■ **WHAT YOU HAVE TO DO**: Filter the entries below, keeping only lines with the word "label".

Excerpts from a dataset
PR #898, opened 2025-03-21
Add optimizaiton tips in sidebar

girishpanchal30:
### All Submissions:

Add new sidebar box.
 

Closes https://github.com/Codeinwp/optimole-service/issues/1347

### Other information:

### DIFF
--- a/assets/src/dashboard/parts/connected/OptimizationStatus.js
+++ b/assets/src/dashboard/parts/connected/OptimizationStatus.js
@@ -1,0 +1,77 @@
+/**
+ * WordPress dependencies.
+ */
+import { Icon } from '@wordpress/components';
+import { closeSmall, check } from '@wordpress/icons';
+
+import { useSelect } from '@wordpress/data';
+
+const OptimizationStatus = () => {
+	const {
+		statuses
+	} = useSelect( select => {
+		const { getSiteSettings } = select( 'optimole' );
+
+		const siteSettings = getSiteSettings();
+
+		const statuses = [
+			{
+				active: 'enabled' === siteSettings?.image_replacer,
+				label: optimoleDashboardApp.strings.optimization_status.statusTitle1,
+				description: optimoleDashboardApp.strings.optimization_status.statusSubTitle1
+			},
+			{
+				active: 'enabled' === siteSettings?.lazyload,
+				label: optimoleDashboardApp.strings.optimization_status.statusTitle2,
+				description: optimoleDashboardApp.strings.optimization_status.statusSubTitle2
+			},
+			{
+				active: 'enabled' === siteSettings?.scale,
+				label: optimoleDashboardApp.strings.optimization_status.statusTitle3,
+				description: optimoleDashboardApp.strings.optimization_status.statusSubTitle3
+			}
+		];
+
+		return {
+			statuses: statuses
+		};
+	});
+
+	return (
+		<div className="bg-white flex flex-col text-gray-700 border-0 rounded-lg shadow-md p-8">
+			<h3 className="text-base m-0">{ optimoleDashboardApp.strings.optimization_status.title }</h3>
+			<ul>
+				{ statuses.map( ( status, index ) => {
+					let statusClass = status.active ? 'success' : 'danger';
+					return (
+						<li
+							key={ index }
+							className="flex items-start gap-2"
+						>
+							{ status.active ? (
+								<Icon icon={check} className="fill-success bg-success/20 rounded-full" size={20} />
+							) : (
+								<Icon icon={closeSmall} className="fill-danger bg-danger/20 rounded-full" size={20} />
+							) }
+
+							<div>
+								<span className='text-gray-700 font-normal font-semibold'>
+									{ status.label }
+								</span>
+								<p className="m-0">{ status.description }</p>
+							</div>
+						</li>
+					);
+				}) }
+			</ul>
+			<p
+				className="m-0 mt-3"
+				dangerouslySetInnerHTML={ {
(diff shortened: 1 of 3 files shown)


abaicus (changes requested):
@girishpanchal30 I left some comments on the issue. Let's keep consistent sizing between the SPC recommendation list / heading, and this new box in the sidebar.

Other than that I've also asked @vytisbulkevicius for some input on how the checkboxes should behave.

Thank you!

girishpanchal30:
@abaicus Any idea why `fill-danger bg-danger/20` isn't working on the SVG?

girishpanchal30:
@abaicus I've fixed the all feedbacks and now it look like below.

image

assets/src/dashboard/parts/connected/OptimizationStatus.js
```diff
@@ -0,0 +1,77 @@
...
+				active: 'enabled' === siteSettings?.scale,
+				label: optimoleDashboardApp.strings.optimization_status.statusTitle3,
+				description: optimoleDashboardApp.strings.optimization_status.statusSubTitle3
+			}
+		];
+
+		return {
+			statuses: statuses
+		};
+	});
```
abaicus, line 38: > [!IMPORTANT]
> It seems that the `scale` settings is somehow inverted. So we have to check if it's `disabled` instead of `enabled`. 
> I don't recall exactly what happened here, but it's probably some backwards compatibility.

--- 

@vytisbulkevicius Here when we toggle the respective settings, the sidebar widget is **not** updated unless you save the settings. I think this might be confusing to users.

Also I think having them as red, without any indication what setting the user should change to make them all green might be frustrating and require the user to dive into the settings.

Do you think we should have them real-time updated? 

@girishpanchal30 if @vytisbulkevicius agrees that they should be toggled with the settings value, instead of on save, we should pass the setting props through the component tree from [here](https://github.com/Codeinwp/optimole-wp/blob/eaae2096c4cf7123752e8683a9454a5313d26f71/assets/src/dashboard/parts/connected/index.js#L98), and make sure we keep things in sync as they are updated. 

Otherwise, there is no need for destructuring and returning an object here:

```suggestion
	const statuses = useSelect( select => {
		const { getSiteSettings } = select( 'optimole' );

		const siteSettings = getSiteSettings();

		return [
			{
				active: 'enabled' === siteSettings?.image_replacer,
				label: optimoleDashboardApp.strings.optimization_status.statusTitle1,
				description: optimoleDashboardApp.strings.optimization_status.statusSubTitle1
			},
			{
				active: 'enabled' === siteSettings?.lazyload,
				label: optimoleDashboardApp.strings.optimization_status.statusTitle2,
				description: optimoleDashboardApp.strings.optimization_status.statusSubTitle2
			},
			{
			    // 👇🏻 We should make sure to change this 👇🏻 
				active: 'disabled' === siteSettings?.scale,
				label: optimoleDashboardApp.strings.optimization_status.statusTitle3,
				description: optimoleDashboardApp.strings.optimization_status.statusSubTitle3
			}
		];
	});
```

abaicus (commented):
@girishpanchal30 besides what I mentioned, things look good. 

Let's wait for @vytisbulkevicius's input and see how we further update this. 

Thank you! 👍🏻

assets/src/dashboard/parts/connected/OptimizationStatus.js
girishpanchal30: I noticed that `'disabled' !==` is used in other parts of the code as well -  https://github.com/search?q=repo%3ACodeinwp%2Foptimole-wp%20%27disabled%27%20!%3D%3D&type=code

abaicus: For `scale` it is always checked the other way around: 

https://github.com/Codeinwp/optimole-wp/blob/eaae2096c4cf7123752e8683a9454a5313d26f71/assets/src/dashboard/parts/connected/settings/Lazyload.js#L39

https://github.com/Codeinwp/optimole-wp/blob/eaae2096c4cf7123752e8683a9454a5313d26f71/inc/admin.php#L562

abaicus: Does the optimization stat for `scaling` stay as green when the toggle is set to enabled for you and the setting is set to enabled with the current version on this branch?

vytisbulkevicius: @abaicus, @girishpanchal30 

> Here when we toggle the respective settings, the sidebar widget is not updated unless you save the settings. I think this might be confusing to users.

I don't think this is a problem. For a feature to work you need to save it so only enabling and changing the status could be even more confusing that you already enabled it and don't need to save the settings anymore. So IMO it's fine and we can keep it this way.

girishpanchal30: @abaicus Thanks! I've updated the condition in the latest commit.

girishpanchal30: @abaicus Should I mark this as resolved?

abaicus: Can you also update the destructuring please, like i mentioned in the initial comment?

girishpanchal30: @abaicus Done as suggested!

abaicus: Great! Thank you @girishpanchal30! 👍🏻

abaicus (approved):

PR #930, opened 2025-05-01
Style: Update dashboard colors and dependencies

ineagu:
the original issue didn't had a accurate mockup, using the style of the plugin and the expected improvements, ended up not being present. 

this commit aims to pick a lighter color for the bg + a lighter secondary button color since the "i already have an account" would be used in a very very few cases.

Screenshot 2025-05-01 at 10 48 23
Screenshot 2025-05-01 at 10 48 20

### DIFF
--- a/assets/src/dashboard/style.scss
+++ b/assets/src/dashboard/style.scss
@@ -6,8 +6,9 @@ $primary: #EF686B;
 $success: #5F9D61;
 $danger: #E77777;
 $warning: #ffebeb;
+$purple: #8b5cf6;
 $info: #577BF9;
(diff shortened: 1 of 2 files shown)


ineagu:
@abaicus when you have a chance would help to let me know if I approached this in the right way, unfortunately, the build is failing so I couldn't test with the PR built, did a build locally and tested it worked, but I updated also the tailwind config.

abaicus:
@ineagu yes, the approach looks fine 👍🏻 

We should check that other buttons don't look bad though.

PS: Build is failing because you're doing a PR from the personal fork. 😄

■ **OUTPUT OF THE EXERCISE**:
+				label: optimoleDashboardApp.strings.optimization_status.statusTitle1,
+				label: optimoleDashboardApp.strings.optimization_status.statusTitle2,
+				label: optimoleDashboardApp.strings.optimization_status.statusTitle3,
+									{ status.label }
+				label: optimoleDashboardApp.strings.optimization_status.statusTitle3,
				label: optimoleDashboardApp.strings.optimization_status.statusTitle1,
				label: optimoleDashboardApp.strings.optimization_status.statusTitle2,
				label: optimoleDashboardApp.strings.optimization_status.statusTitle3,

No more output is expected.